WHAT IS EXPECTED:
Lines from the beginning of the data through the line containing "### LINKED ISSUE" are to be copied exactly, with no other line included.

Top of RECORDS PROVIDED

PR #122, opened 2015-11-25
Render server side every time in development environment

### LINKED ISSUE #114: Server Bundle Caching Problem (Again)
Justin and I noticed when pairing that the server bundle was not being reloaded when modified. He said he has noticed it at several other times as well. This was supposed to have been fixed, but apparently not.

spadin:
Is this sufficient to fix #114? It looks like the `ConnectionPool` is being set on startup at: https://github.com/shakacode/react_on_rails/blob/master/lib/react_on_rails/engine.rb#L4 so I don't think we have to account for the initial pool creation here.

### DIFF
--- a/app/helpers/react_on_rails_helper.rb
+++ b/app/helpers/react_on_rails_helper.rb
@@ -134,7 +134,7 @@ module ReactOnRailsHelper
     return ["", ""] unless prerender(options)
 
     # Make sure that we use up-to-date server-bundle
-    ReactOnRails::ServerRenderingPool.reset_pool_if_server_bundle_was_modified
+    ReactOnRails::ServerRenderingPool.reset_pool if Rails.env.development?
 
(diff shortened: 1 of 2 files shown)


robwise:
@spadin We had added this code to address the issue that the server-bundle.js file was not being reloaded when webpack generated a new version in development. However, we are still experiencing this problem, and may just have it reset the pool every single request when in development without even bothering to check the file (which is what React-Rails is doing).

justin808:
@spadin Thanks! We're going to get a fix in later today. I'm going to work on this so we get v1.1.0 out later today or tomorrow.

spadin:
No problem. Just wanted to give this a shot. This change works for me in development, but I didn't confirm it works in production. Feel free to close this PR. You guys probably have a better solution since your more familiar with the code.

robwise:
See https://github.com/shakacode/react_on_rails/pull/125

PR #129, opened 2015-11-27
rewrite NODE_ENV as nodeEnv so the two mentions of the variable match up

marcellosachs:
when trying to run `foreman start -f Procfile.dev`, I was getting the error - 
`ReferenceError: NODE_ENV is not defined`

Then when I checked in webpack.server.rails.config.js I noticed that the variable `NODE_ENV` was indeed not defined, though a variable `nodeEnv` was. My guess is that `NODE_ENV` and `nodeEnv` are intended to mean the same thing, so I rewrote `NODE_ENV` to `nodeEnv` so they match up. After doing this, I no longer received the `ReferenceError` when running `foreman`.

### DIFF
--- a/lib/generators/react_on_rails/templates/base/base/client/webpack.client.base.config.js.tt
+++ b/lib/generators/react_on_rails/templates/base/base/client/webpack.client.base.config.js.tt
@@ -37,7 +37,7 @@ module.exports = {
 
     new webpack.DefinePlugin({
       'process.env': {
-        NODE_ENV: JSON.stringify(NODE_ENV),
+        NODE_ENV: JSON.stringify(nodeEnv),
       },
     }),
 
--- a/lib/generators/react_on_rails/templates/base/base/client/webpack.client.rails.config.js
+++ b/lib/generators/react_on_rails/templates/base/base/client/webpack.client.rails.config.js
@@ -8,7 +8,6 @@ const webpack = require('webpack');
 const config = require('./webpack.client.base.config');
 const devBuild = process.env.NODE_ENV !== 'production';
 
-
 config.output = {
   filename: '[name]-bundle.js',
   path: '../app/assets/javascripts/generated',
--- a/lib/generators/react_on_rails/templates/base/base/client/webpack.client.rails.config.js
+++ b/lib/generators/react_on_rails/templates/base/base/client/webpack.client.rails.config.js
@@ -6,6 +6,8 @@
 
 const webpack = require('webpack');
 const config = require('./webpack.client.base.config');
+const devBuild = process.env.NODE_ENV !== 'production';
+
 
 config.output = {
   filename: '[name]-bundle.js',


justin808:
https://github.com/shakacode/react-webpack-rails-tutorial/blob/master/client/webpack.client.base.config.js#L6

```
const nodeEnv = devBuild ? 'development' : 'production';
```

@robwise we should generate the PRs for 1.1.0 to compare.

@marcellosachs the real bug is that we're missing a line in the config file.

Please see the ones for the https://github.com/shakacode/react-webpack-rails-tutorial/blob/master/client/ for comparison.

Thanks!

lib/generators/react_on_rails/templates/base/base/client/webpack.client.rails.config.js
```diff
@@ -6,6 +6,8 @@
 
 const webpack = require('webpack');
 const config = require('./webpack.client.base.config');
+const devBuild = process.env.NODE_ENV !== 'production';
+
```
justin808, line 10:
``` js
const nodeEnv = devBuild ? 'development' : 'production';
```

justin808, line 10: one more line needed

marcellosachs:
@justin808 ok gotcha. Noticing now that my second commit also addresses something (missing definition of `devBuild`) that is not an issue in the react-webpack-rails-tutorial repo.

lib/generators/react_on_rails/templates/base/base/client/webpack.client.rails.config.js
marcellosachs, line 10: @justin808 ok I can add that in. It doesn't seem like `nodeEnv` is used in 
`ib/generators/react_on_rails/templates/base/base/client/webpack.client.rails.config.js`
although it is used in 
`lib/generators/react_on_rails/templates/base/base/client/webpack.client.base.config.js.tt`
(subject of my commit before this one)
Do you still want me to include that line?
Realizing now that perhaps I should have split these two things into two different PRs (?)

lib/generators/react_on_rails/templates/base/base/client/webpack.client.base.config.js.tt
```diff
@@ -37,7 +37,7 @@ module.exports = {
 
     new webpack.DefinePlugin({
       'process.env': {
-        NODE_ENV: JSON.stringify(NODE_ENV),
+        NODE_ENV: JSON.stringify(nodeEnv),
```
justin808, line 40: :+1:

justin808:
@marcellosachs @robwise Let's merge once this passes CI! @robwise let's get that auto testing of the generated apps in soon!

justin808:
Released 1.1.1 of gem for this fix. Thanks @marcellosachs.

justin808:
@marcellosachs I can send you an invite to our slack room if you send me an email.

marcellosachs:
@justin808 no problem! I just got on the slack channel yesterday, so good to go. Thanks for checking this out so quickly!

Bottom of RECORDS PROVIDED

COMPLETED EXERCISE:
PR #122, opened 2015-11-25
Render server side every time in development environment

### LINKED ISSUE #114: Server Bundle Caching Problem (Again)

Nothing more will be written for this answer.